An Asia News Network report states that rising individual purchasing power in Cambodia and geopolitical uncertainties in the Middle East are key drivers of gold demand in the South Asian nation. While the government and institutional investors can stockpile physical gold, it can be a hassle for individual investors. From managing taxes to safe storage, you will need to take care of multiple aspects of owning physical gold. The alternative to this is online gold trading. The safe-haven asset can potentially preserve the value of portfolios during times of uncertainty and in down-trending markets.
The good news is that online gold trading is legal in Cambodia. But before putting your money in the markets, here are some things to consider:
Whether you are trading forex, indices or commodities, having a trusted broker by your side is important. Start by looking for a regulated broker. Gold trading in Cambodia can be conducted with brokers regulated by either the Securities and Exchange Regulator of Cambodia (SERC) or global regulators. The Cyprus Securities and Exchange Commission (CySEC), Financial Conduct Authority (FCA) of the UK, and Financial Sector Conduct Authority (FSCA) of South Africa are among the most stringent and trusted regulators.
Familiarising yourself with the trading platform will help you act fast in the live markets, when time is of the utmost importance. Starting with a demo account allows you to understand the platform. It also gives you the time to hone your trading strategy and align it to your risk appetite. Plus, journaling your trades can offer insights into your strengths, weaknesses, favourable market setups, and best times to trade during the session.
Understanding the taxes that apply to your trading gains and keeping meticulous records of your entry and exit prices has several benefits. It helps you manage your finances, set your trading goals, and have realistic expectations from trading. It can also prevent you from getting overtaxed or penalised in a tax audit.
Contracts for difference (CFDs) allow you to explore opportunities regardless of whether gold prices are rising or falling. Plus, CFDs can be traded on margin, which amplifies your purchasing power. But it also amplifies potential gains and losses, making risk management non-negotiable. Practicing risk management even with the demo account, when your capital is not at stake, helps build a habit of hitting buy/sell only after setting risking limits.
In 2025, the XAU/USD recorded 50 all-time highs and surged over 60%. UK-based global financial services group, HSBC, and Canadian precious metal trading company, KITCO, estimate that gold prices could reach $5,000 per ounce in the first half of 2026. The XAU/USD was already trading at $4,586.50 per ounce by January 12, having risen almost 5% in the first 12 days of the year.
To explore opportunities created by the gold price moves, stay updated with the factors that drives the price, such as:
The US dollar and gold, both safe-haven assets, are negatively correlated. When the dollar surges, traders often use USD to capture this surge. When market uncertainties rise or the dollar declines, traders divert their capital to gold, even though it is a non-yielding asset. The Federal Reserve’s interest rates drive market sentiment around the greenback. When the Fed lifts interest rates, returns from the US dollar are higher, which creates demand for the USD. Monetary easing usually weighs on the dollar and is considered a sign to go long on gold.

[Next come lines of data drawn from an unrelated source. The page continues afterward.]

PR #1478, opened 2021-06-15
evil-core: refactored  `evil-get-auxiliary-keymap`

lebensterben:
In `evil-get-auxilliary-keymap`, there's already a check on `state` when entering the function.
Should `state` be `nil`, it won't enter the `let*` form.

The binding specification
`(aux (if state (lookup-key map key) map))`
always reduces to
`(aux (lookup-key map key))`

And `(parent-aux (when (and ignore-parent (keymap-parent map) state)))`
always reduces to
`(parent-aux (when (and ignorant-parent (keymap-parent map))))`

This commit removed unnecessary `if` form, and removed redundant `state` in `and` form, as described above.

### DIFF
--- a/evil-core.el
+++ b/evil-core.el
@@ -871,8 +871,7 @@ one already."
   (when state
     (let* ((key (vconcat (list (intern (format "%s-state" state)))))
            (parent-aux (when (and ignore-parent
-                                  (keymap-parent map)
-                                  state)
+                                  (keymap-parent map))
                          (lookup-key (keymap-parent map) key)))
            (aux (lookup-key map key)))
       (cond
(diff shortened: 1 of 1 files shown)


evil-core.el
```diff
@@ -874,7 +874,7 @@ one already."
                                   (keymap-parent map)
                                   state)
```
tomdl89, line 875: You may as well remove this `state` as well?

tomdl89 (changes requested):

evil-core.el
lebensterben: Good catch! I removed it in the new commit.

tomdl89:
Thanks for the PR. Always good to keep evil tidy.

The geopolitical environment directly threatens the stability of global financial systems, and the markets react to related events almost instantly. In January 2026, US military operations in Venezuela led to a massive buying spree, pushing the yellow metal prices up 3%. Similarly, when major oil routes are at risk, such as during the conflict in the Middle East, gold enjoyed a fear premium and additional value was baked into its prices. Staying updated on news events and the VIX index can offer insights to time your entry or exit (from short positions) right before a significant price swing.
Central banks are the true whales in the gold trading market. Gold purchases by India, China, Poland, and now even Cambodia, create a price floor. This means the XAU/USD could stay above its support level for longer, preventing the price from crashing. Sustained central bank accumulation reports by the World Gold Council can help gauge longer-term trends.
Economic data, such as GDP forecasts, inflation reports and employment data releases, are early indicators of market uncertainty. A decline in estimates of GDP growth or poor job creation reports drive gold prices up. Conversely, expectations of high GDP growth and reports of a higher- than-expected jobs numbers, drive capital to equities and indices. This triggers gold selling.
Breakout trading is one of the most popular gold trading techniques. For this, traders use Fibonacci levels or Bollinger Bands to determine price breakouts above resistance or below support. During a price breakout above the resistance level, traders take long positions, while during a breakout below the support level, they take short positions.